_Data for analysis_:
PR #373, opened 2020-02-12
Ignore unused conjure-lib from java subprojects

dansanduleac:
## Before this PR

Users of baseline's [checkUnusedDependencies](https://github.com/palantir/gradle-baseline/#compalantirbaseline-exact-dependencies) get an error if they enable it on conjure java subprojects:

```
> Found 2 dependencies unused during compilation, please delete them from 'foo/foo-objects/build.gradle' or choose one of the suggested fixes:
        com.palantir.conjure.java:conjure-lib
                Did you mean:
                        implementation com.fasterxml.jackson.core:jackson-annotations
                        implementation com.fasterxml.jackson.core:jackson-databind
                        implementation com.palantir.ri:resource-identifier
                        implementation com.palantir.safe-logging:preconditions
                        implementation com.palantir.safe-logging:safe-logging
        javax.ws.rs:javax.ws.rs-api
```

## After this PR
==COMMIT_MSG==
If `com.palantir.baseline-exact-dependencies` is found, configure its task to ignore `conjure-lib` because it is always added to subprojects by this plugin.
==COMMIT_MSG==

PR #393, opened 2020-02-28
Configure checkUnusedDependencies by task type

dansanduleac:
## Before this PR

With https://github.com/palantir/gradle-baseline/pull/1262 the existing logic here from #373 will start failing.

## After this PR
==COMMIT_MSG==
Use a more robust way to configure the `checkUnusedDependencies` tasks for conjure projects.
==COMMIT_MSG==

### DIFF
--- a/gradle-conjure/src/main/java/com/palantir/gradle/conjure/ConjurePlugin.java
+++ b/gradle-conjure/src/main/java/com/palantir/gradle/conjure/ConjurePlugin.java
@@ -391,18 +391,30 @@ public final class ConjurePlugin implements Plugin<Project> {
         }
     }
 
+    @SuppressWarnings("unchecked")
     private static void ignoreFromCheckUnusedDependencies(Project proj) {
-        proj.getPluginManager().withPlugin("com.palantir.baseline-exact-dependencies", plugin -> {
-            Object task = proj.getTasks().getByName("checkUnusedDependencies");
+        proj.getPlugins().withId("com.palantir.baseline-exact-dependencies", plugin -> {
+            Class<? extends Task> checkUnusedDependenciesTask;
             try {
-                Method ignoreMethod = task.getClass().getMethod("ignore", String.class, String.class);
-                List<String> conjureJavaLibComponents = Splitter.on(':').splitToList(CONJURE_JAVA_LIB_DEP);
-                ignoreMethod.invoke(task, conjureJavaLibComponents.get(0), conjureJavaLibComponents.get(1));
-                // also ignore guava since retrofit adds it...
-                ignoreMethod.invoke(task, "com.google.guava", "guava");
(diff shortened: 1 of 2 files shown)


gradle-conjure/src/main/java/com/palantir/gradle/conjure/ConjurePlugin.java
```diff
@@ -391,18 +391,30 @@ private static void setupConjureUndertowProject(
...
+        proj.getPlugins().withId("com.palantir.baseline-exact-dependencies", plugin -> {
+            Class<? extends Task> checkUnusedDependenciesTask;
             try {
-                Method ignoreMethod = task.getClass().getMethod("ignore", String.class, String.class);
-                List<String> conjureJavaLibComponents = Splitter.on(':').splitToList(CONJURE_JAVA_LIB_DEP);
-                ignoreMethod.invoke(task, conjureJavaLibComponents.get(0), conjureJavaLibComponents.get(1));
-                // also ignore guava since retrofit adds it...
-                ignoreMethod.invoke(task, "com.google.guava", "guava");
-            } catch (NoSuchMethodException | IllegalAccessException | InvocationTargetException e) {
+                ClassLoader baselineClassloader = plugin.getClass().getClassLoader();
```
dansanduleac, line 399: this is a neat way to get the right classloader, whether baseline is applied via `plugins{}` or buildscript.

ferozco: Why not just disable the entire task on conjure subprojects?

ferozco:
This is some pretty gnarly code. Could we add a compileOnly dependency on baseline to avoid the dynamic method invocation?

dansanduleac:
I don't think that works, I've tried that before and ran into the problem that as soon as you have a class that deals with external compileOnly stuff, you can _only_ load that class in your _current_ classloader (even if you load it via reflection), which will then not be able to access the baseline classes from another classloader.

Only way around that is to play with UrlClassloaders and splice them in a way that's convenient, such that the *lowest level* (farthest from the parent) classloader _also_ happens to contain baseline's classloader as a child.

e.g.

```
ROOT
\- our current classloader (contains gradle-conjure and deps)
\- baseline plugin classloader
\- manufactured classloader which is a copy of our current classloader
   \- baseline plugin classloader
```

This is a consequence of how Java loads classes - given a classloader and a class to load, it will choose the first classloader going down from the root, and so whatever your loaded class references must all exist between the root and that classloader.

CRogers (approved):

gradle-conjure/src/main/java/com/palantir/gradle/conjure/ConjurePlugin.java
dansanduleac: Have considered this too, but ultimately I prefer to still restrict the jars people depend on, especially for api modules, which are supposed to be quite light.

_Exercise directions_:
Check each line of the entries for the string "exact". Copy the lines that have it.

_Answer below_:
Users of baseline's [checkUnusedDependencies](https://github.com/palantir/gradle-baseline/#compalantirbaseline-exact-dependencies) get an error if they enable it on conjure java subprojects:
If `com.palantir.baseline-exact-dependencies` is found, configure its task to ignore `conjure-lib` because it is always added to subprojects by this plugin.
-        proj.getPluginManager().withPlugin("com.palantir.baseline-exact-dependencies", plugin -> {
+        proj.getPlugins().withId("com.palantir.baseline-exact-dependencies", plugin -> {
+        proj.getPlugins().withId("com.palantir.baseline-exact-dependencies", plugin -> {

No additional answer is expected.